Learn and Understand Lighting

More than just taking the pictures themselves, teach the kids about the importance of lighting in photography. For example, instead of backlighting, teach them to find an angle where their subject is being lit from the front because backlighting causes the subject to be dim. Some cameras may even have settings to help adjust lighting—though none will be as good as teaching the kids how to just use natural light.

a girl taking a photo facing the sun

Lighting is something every photographer needs to pay attention to. (Image from Unsplash)

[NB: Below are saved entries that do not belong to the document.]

PR #1322, opened 2023-08-20
(fix) O3-2158: Clear order basket search input and trap focus when search gets reset.

NYESIGA:
fix)O3-2158:Clear order basket search input and trap focus when search gets reset. i Declare a ref in the Drug Search component that tracks the Search input using the useRef hook and passed it down in Drug Search Result component and Update the logic in it to to accept the ref as a prop. Create a boolean state variable in the OrderBasketSearchResults component that tracks whether the search input was cleared and set to false and create function onClick handler's logic so that it sets the value of the state variable i created above to true. and i added useEffect hook in OrderBasketSearchResults component that traps focus to the Search input if the boolean state variable is true. After trapping focus, it set the state variable back to false.

https://github.com/openmrs/openmrs-esm-patient-chart/assets/110772072/a3b63172-a453-4af6-8161-bfdb19edb750

https://issues.openmrs.org/browse/O3-2158

### DIFF
--- a/packages/esm-patient-medications-app/src/add-drug-order/drug-search/drug-search.component.tsx
+++ b/packages/esm-patient-medications-app/src/add-drug-order/drug-search/drug-search.component.tsx
@@ -1,4 +1,4 @@
-import React, { useRef,useState } from 'react';
+import React, { useRef, useState } from 'react';
 import debounce from 'lodash-es/debounce';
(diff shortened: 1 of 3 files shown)


NYESIGA:
https://issues.openmrs.org/browse/O3-2158

vasharma05 (approved):

PR #1325, opened 2023-08-23
(fix) O3-1676 & O3-1677: Workspace implementation improved as per design

vasharma05:
## Requirements

## Summary
This PR brings the following changes to the workspaces:
### Workspace Variants
The registered workspaces can be registered with a variant keyword, which can be of 3 types:
#### Independent workspace (variant = "independent")
This variant denotes to the set of workspaces which are not collapsible and has a `X` button on the top right corner.
image

image

#### Siderail workspace (variant = "siderail")
These workspaces are allowed to callapse and marked as active on the corresponding action button on the side rail.
image

image

#### Clinical forms (variant = "clinical-form")
These workspaces are also allowed to collapse, but also can be maximised to full width and have a total width of 520px, as compared to the above 2 variants, which are 420px in width.
image
image

### Workspace width
The workspaces are now confined to 420px/ 520px, depending on the variant. The workspace width will remain fixed as the desktop size changes.

Reference: https://zeroheight.com/23a080e38/p/483a22-workspace

## Screenshots

https://github.com/openmrs/openmrs-esm-patient-chart/assets/51502471/c08bc38c-5204-42af-ab6a-0a1487bcf01a

## Related Issue
https://issues.openmrs.org/browse/O3-1676
https://issues.openmrs.org/browse/O3-1677

### DIFF
--- a/packages/esm-patient-chart-app/src/workspace/workspace-window.scss
+++ b/packages/esm-patient-chart-app/src/workspace/workspace-window.scss
@@ -4,6 +4,8 @@
 @import "../root.scss";
 
 .header {
+  box-sizing: content-box;
+  border-bottom: 1px solid $text-03;
   background-color: $ui-03;
   top: 3rem;
   z-index: 100;
@@ -45,9 +47,6 @@
   width: calc(100% - 3rem);
 }
 
-.dynamicWidth {
-  width: 32.5rem;
-}
 
 /* Desktop */
 :global(.omrs-breakpoint-gt-tablet) {
@@ -61,26 +60,32 @@
   }
 
   .container {
-    margin-right: 2.825rem;
-    width: 32.5rem;
+    margin-right: 3rem;
     height: 100vh;
   }
 
-  .headerGlobalBar {
-    &>button {
-      min-height: spacing.$spacing-08;
-      background-color: $ui-02;
-      border-color: $color-gray-30;
-      border-style: solid;
-      border-width: 0 1px 0 0;
+  .clinicalForm {
+    width: 32.25rem;
+    .dynamicWidth {
+      width: 32.25rem;
     }
   }
-}
 
-/* Small desktop */
-:global(.omrs-breakpoint-lt-large-desktop){
-  .dynamicWidth {
-    width: 32.5rem;
+  .independent {
+    width: 26.25rem;
+    .dynamicWidth {
+      width: 26.25rem;
+    }
+  }
+
+  .headerGlobalBar {
+    button {
+      background-color: $ui-02;
+      border-right: 1px solid $ui-03;
+    }
+    button:last-child {
+      border-right: none;
+    }
   }
 }
 
@@ -128,7 +133,7 @@
 html[dir='rtl'] {
   :global(.omrs-breakpoint-gt-tablet) {
     .container {
-      margin-left: 2.825rem;
+      margin-left: 3rem;
       margin-right: unset;
     }
   }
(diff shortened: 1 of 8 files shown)


hadijahkyampeire (approved):
LGTM, thanks @vasharma05

brandones:
`variant` is a very general name for something that has very specific behavior. Semantically it seems redundant with "type." And you did not document it anywhere (the type declaration would have been the place). I would much rather you have added two booleans, `canMaximize` and `canHide`, and then you only show the close button if `canHide` is `false`.

brandones:
@vasharma05 This cannot possibly be the correct window width.

image

vasharma05:
> variant is a very general name for something that has very specific behavior. Semantically it seems redundant with "type." And you did not document it anywhere (the type declaration would have been the place). I would much rather you have added two booleans, canMaximize and canHide, and then you only show the close button if canHide is false.

Actually I tried to go via the available documentation itself. 
Documentation available here: https://zeroheight.com/23a080e38/p/483a22-workspace

vasharma05:
If in the long run, the variant comes out to be an issue, I'll be happy to shift to your idea of 2 booleans.

vasharma05:
For the order basket form, I'm going to ask Paul and Ciaran for the same.
Thanks for pointing it out.
Thanks!

packages/esm-patient-chart-app/src/workspace/workspace-window.scss
```diff
@@ -61,26 +60,32 @@
...
+    .dynamicWidth {
+      width: 32.25rem;
     }
   }
-}
 
-/* Small desktop */
-:global(.omrs-breakpoint-lt-large-desktop){
-  .dynamicWidth {
-    width: calc(50% - 1.625rem);
```
pirupius, line 83: Hey @vasharma05 are we able to revert the width size? the workspace has become really small to display form content correctly. 

>On desktop screens, the workspace sits on the right side of the page. Its width is 420px in most cases, and 520px if it's a clinical form. This width still allows actions to be performed with full visibility of information in the chart.

In the case that we're to follow the documentation, let's change the 26.25rem that represents the lower point of 420px, in favor of the upper limit of 520px (~32.5rem) to give more space

brandones:
@vasharma05 Okay, let's look at what's happened. These are the designs:

image

This is what has been implemented:

image

It looks like you're right about the overall width, and the problem is that some fields are not sized correctly to display well. And the little "x" in the Dose Unit dropdown is probably superfluous and not helping either. Let's please fix the form fields so that the form is usable again.

brandones:
@pirupius What form are you having trouble with? Could you send a screenshot or something?

packages/esm-patient-chart-app/src/workspace/workspace-window.scss
vasharma05: Variant: `clinical-form` will provide you with the width of 520px as I mentioned above as well.

You can provide the variant in either the `meta` of the extension registration, directly in the `registerWorkspace`. You can see the changed files for reference.
Thanks!

vasharma05:
> It looks like you're right about the overall width, and the problem is that some fields are not sized correctly to display well. And the little "x" in the Dose Unit dropdown is probably superfluous and not helping either. Let's please fix the form fields so that the form is usable again.

Sure @brandones !
I'll create a ticket and fix this.
Thanks for the deep dive!

pirupius:
@brandones only noticed it with the medication forms.

vasharma05:
Hi @brandones @pirupius , please review the improvement to this PR: https://github.com/openmrs/openmrs-esm-patient-chart/pull/1333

Let Them Photograph Things That Interest Them

Even though you’re at Mount Rushmore, the faces on the mountainside might not be what interests your kids most. Maybe it’s a specific flag they’ve never seen before or the grain on the walkway leading up to it. Or maybe it’s the mountains surrounding Mount Rushmore.

The point is, let your kids photograph the things that interest them. You can use the big landmarks for major teaching moments like framing and the rule of thirds, but don’t limit what they can take pictures of. This is where a love of photography is built.

Focus & Hold Still

Patience is a major part of photography. While kids can be antsy and may have difficulty sitting still, taking pictures is a great way to teach them to focus. And in more ways than one. They have to get their subject in the viewfinder, then hold still in order to press the shutter. Otherwise, you end up with a series of blurry photos.

Discuss Their Pictures

Part of learning a skill is improving, and the only way to improve is to have a critical discussion of your work. Of course, this isn’t a time to tear down your kid’s photography (and fragile ego) by telling them how bad they are at taking pictures.

Instead, you can apply basic photography rules to their work and see if they apply. Did they use the rule of thirds? How’s the lighting? These are teaching moments.

A young kid taking a photo

Discussing your kid’s photos can help them get better at photography. (Image from Unsplash)

While criticism is important, it’s also a good opportunity to dig deeper into their creative side. Instead of asking why they were taking a picture of a brick instead of Mount Rushmore, ask what they saw in that particular brick, and what about it drew their eye.

What better way to get your kids interested in all of the things they’re seeing on a trip—and get their attention away from a phone, video game, or laptop—that by encouraging them to take pictures of it? Not only do you get kids who are more engaged in your vacation, but you also have someone else to document it so you can relax a little more.